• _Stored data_

Issue #2147, opened 2023-07-28
Student Application Updates: PD/ PPD Form Update on application 


michesmith:
As a Student I want to apply for PD Status on my application too and not just when I first create an account with SABC as my situation may have changed and I need to understand the funding options if I claim PD 'PPD Status or not

**Additional Context**

Account PD/PPD status = False  AND Application PD/PPD question = Yes THEN no funds will go out until one of two events occurs:  
A. student requests change
B. Student auto reassessed at 2 weeks before end date.   

*If a student is already confirmed as PD at the account profile level then we STILL ask again. They have to be YES at Account Level and YES in the application in order to get PD Funding assessment. 
Technical analysis
There are 3 major areas which needs to be updated as part of this change.

1. Submitting PD request on application submit: Based on current PD status of the student and option 1 being selected in new PD question call to ATBC needs to happen. Should we consider queue for this? if so we need to have a way to handle the requests which failed to be sent to ATBC during their outage

2. Workflow code changes
The workflow derive the value for `studentPDStatus` based on the new question(application dynamic data)

[Private Zenhub Image](https://api.zenhub.com/attachedFiles/eyJfcmFpbHMiOnsibWVzc2FnZSI6IkJBaHBBaWtKIiwiZXhwIjpudWxsLCJwdXIiOiJibG9iX2lkIn19--ae78503238d38898e6a7a127adb0982b4228e814/image.png)

 new logic must be based on `newQuestion.option1`

Note: When we implemented PPD changes #2001 we left the existing(going to be obsolete) columns to not disturb the workflow logic. Now that workflow logic is being modified, should we create a seperate ticket to do the cleanup ?

3. Ecert Logic
Ecert validation must ensure that if option1 is selected in new question, then the PDStatus must be approved.
Possibly we must save the studentPDStatus variable to workflow_data.

**Note for Devs**: 
The functionality listed  below is correct , however the content wording may change pending usability testing. The Red arrow below indicates where a new section for "Disability Information" Is to be inserted
![image.png](https://images.zenhubusercontent.com/64b6f330bf2c3f481d13bc8d/2e82bdae-e98a-4cc8-8167-0bb5275f200f)

**Acceptance Criteria**
- [x] Add A new section header is added within the ‘personal information tab’ which is called “Disability Information”  
- [x] Under that header add the question, "Are you a student with disabilities and wish to be assessed for disability funding?”. This question should have the following three options: 
[...]

PR #2460, opened 2023-10-26
#2147 - Student Application Updates: PD/ PPD Form Update on application - part time issue fix

ann-aot:
- While copying and pasting there was a filter for full-time in the new disability section, because of that the disability section was not showing for part-time applications.
- Full-time
image
image
- Part-time
image
image
- When we copy and paste an existing radio component, and if they have any input with the same value(key), then both inputs with the same value have the same HTML `id`. eg, there is a radio input question with 2 choices with value example 1.`yes` 2. `no`. and when we copy and paste this radio component to create a new question 2, with 2 choices with value 1. `yes` and 2. `ggg`. Then question 1 choice 1 and qn 2 choice 1 have the same HTML id, because when you select question 2 choice 1, then sometimes question 1 choice 1 is also selected. As a fix, I removed the copied radio component and added a new radio component for the question.
image


sh16011993 (approved):
LGTM @ann-aot 👍

andrewsignori-aot (approved):
Looks good 👍

dheepak-aot (approved):
Nice catch. Looks good 👍

guru-aot (approved):
LGTM, nice work @ann-aot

• _YOUR TASK_
Nothing in the records above may be left out; repeat them exactly.

• _SOLUTION FOR THIS TASK_
Issue #2147, opened 2023-07-28
Student Application Updates: PD/ PPD Form Update on application 


michesmith:
As a Student I want to apply for PD Status on my application too and not just when I first create an account with SABC as my situation may have changed and I need to understand the funding options if I claim PD 'PPD Status or not

**Additional Context**

Account PD/PPD status = False  AND Application PD/PPD question = Yes THEN no funds will go out until one of two events occurs:  
A. student requests change
B. Student auto reassessed at 2 weeks before end date.   

*If a student is already confirmed as PD at the account profile level then we STILL ask again. They have to be YES at Account Level and YES in the application in order to get PD Funding assessment. 
Technical analysis
There are 3 major areas which needs to be updated as part of this change.

1. Submitting PD request on application submit: Based on current PD status of the student and option 1 being selected in new PD question call to ATBC needs to happen. Should we consider queue for this? if so we need to have a way to handle the requests which failed to be sent to ATBC during their outage

2. Workflow code changes
The workflow derive the value for `studentPDStatus` based on the new question(application dynamic data)

[Private Zenhub Image](https://api.zenhub.com/attachedFiles/eyJfcmFpbHMiOnsibWVzc2FnZSI6IkJBaHBBaWtKIiwiZXhwIjpudWxsLCJwdXIiOiJibG9iX2lkIn19--ae78503238d38898e6a7a127adb0982b4228e814/image.png)

 new logic must be based on `newQuestion.option1`

Note: When we implemented PPD changes #2001 we left the existing(going to be obsolete) columns to not disturb the workflow logic. Now that workflow logic is being modified, should we create a seperate ticket to do the cleanup ?

3. Ecert Logic
Ecert validation must ensure that if option1 is selected in new question, then the PDStatus must be approved.
Possibly we must save the studentPDStatus variable to workflow_data.

**Note for Devs**: 
The functionality listed  below is correct , however the content wording may change pending usability testing. The Red arrow below indicates where a new section for "Disability Information" Is to be inserted
![image.png](https://images.zenhubusercontent.com/64b6f330bf2c3f481d13bc8d/2e82bdae-e98a-4cc8-8167-0bb5275f200f)

**Acceptance Criteria**
- [x] Add A new section header is added within the ‘personal information tab’ which is called “Disability Information”  
- [x] Under that header add the question, "Are you a student with disabilities and wish to be assessed for disability funding?”. This question should have the following three options: 
[...]

PR #2460, opened 2023-10-26
#2147 - Student Application Updates: PD/ PPD Form Update on application - part time issue fix

ann-aot:
- While copying and pasting there was a filter for full-time in the new disability section, because of that the disability section was not showing for part-time applications.
- Full-time
image
image
- Part-time
image
image
- When we copy and paste an existing radio component, and if they have any input with the same value(key), then both inputs with the same value have the same HTML `id`. eg, there is a radio input question with 2 choices with value example 1.`yes` 2. `no`. and when we copy and paste this radio component to create a new question 2, with 2 choices with value 1. `yes` and 2. `ggg`. Then question 1 choice 1 and qn 2 choice 1 have the same HTML id, because when you select question 2 choice 1, then sometimes question 1 choice 1 is also selected. As a fix, I removed the copied radio component and added a new radio component for the question.
image


sh16011993 (approved):
LGTM @ann-aot 👍

andrewsignori-aot (approved):
Looks good 👍

dheepak-aot (approved):
Nice catch. Looks good 👍

guru-aot (approved):
LGTM, nice work @ann-aot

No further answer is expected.